*** Block opens ***

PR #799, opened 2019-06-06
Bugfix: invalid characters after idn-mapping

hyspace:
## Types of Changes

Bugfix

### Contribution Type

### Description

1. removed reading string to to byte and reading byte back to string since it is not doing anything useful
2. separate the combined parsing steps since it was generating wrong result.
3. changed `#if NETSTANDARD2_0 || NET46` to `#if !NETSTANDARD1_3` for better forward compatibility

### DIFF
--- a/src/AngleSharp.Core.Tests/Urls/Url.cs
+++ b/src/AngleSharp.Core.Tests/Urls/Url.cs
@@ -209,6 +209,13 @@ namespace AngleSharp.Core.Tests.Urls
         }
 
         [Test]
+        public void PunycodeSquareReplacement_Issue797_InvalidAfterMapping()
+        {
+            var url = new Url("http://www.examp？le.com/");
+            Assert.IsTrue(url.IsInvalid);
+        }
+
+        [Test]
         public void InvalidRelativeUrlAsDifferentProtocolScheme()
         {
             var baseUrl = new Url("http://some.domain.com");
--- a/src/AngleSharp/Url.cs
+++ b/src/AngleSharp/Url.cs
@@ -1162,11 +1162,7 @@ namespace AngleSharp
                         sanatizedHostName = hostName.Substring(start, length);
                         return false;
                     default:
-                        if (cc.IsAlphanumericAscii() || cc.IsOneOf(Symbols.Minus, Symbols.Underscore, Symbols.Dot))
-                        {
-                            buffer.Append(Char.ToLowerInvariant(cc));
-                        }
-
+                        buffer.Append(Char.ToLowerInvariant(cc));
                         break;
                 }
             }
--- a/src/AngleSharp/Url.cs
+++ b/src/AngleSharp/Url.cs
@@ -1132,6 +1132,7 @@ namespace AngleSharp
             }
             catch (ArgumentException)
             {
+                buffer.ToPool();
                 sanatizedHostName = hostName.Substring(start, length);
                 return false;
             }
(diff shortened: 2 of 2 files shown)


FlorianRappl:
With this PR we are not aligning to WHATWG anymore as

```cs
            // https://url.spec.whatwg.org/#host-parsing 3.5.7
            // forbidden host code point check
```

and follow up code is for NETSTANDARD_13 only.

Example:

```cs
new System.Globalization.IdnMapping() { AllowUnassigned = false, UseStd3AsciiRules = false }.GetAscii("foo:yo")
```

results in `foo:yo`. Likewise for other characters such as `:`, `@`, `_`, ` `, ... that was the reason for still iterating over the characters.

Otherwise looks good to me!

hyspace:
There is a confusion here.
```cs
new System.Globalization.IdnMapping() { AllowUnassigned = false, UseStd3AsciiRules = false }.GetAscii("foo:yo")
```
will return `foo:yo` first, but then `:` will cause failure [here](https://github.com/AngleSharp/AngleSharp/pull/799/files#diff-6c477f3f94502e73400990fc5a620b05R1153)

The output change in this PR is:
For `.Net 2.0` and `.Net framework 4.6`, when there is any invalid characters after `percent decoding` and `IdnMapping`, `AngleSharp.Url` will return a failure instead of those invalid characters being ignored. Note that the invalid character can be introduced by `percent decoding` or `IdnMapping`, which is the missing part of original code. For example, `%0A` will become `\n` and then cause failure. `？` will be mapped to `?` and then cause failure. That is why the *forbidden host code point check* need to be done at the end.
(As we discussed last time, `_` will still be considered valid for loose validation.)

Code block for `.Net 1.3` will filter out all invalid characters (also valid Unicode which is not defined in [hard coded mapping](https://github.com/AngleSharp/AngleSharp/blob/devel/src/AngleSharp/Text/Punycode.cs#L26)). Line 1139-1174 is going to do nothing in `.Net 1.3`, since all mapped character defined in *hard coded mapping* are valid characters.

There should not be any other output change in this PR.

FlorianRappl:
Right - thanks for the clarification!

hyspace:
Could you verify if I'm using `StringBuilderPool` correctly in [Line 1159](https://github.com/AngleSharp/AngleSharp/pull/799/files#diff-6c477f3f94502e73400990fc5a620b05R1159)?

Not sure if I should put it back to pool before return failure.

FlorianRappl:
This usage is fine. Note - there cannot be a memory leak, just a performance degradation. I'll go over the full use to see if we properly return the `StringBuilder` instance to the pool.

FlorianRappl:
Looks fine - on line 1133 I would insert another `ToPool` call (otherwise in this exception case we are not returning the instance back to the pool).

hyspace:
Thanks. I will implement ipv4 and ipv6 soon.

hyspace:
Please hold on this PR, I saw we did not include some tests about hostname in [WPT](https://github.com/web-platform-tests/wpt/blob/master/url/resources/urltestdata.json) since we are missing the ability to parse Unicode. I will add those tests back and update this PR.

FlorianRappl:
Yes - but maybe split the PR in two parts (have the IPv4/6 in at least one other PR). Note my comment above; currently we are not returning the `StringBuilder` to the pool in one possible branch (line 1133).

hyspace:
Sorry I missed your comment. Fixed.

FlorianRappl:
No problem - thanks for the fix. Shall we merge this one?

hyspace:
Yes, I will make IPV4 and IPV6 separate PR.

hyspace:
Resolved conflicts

*** Block closes ***

Requirement:
Each line in the data that holds the string "output" needs to be copied.

Answer space:
The output change in this PR is:
There should not be any other output change in this PR.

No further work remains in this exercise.